** Opening Data to examine block **

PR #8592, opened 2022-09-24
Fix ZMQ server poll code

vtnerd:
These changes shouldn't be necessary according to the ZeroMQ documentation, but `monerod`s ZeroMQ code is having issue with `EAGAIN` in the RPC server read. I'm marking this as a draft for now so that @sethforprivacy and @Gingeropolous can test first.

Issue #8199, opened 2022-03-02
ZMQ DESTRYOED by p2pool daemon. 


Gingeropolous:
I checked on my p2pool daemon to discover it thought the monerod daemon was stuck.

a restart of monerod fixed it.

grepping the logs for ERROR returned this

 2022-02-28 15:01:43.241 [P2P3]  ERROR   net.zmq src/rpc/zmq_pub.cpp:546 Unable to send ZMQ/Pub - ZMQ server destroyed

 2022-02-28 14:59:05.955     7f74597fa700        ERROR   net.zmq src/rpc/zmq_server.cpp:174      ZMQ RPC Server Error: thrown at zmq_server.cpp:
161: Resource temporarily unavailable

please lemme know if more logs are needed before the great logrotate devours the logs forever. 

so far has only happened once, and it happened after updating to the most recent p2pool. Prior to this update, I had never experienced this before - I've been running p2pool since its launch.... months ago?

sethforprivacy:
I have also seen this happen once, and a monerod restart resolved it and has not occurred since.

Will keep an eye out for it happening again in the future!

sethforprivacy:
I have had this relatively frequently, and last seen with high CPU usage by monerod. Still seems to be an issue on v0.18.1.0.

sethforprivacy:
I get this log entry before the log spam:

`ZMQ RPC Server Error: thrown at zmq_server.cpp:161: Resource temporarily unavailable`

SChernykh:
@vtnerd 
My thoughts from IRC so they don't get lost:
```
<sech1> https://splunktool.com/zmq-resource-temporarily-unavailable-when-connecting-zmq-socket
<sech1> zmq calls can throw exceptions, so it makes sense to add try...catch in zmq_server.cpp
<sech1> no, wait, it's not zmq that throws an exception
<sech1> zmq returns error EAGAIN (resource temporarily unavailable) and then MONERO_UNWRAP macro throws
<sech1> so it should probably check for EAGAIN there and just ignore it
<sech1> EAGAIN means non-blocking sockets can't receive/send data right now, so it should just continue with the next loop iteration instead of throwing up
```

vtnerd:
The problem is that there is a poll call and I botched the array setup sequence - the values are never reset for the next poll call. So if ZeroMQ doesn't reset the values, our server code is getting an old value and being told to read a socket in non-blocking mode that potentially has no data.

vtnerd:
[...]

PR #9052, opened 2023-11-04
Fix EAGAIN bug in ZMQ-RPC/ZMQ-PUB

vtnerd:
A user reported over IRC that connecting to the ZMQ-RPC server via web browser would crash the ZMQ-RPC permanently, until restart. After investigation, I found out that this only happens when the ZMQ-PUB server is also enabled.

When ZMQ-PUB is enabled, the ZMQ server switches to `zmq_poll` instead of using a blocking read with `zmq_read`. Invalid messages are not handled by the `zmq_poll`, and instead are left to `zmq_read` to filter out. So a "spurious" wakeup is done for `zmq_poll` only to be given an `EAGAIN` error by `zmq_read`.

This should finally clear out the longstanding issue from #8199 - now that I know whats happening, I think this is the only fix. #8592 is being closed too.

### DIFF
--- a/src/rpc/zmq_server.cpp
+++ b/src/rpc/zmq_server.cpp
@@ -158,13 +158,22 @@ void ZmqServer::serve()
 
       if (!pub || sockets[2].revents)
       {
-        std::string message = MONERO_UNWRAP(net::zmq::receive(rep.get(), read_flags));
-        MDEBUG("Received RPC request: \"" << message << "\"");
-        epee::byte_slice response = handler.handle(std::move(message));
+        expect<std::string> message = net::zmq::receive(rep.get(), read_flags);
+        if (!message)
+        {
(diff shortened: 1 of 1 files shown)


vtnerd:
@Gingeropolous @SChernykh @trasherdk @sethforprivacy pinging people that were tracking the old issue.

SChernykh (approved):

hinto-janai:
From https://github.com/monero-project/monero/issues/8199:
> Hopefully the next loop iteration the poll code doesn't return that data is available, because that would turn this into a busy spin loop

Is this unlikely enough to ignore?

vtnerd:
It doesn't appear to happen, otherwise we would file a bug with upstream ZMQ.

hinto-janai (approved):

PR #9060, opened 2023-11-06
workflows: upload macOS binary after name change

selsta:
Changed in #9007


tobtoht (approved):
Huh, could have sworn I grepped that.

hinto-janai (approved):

** Closing Data to examine block **

# The problem:
Using the word "would" as the filter, copy each matching line from the material.

# Answer space:
A user reported over IRC that connecting to the ZMQ-RPC server via web browser would crash the ZMQ-RPC permanently, until restart. After investigation, I found out that this only happens when the ZMQ-PUB server is also enabled.
> Hopefully the next loop iteration the poll code doesn't return that data is available, because that would turn this into a busy spin loop
It doesn't appear to happen, otherwise we would file a bug with upstream ZMQ.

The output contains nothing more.